Top of Exercise material

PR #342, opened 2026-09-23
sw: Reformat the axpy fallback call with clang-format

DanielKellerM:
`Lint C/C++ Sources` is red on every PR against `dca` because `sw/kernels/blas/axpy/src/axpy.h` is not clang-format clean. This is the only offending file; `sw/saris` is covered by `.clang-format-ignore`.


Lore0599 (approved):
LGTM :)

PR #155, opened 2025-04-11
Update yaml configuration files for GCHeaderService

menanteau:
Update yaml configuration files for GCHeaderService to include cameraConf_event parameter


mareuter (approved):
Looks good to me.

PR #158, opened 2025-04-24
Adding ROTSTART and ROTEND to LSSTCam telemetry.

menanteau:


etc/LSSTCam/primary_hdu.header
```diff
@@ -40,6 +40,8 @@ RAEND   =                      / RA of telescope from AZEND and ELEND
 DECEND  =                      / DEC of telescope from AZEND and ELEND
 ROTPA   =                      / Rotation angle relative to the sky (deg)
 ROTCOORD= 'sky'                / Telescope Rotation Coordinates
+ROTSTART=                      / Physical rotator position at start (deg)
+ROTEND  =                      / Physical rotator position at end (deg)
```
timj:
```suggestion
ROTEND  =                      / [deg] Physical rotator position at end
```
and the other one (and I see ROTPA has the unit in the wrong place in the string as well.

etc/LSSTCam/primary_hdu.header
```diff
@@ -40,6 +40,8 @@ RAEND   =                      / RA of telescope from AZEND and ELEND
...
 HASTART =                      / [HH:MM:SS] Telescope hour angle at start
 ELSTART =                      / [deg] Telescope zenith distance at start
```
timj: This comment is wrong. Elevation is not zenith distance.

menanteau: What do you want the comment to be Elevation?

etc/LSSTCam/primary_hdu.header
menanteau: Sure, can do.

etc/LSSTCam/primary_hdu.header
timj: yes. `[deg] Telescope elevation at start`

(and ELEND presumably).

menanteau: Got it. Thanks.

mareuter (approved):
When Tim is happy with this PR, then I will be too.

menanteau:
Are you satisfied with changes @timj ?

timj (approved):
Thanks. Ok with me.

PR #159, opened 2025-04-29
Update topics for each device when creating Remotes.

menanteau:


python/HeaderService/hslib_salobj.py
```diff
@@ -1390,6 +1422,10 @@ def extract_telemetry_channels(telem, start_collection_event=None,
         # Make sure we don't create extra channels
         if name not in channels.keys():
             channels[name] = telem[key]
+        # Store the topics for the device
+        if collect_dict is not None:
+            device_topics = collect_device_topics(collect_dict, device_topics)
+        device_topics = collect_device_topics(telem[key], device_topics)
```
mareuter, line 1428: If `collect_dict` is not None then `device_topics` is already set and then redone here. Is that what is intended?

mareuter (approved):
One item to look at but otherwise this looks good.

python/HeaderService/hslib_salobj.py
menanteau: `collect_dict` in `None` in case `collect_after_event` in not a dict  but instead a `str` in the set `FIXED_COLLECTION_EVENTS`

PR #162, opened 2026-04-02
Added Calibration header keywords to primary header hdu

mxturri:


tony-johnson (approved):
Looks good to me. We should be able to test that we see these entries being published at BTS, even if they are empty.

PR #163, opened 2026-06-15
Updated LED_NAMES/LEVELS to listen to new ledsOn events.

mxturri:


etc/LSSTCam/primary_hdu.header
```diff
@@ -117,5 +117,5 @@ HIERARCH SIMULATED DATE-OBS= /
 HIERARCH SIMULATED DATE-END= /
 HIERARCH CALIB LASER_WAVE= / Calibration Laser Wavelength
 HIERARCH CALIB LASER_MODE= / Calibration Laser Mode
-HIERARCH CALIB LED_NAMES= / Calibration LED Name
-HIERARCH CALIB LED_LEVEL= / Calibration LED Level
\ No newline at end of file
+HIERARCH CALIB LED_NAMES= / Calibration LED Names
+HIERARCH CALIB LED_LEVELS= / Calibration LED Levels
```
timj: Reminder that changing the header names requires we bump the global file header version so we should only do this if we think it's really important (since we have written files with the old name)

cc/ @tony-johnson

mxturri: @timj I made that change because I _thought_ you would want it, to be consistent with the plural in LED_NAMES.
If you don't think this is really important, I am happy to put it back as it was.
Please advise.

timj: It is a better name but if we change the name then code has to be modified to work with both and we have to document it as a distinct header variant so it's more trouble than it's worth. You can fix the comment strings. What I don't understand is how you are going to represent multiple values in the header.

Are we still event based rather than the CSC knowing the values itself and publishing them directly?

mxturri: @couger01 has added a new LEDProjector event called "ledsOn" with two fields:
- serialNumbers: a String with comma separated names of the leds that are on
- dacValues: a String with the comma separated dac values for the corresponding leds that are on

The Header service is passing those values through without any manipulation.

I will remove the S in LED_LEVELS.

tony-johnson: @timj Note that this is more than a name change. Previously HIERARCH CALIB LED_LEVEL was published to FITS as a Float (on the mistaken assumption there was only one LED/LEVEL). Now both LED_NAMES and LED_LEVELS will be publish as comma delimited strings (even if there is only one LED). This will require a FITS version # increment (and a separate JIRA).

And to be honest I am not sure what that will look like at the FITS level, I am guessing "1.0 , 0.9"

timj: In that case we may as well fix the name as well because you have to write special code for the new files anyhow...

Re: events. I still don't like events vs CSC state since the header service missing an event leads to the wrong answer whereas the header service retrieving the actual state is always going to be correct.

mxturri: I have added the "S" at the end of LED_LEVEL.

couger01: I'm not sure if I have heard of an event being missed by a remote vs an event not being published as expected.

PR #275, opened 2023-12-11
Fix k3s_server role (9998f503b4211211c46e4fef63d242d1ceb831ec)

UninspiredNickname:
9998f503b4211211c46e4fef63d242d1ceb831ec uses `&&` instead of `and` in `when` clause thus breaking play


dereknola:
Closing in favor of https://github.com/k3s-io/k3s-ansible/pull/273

Bottom of Exercise material

_About this task_. Could you copy each line from the listing that has the word "position" in it?

_Response to this task_.
+ROTSTART=                      / Physical rotator position at start (deg)
+ROTEND  =                      / Physical rotator position at end (deg)
ROTEND  =                      / [deg] Physical rotator position at end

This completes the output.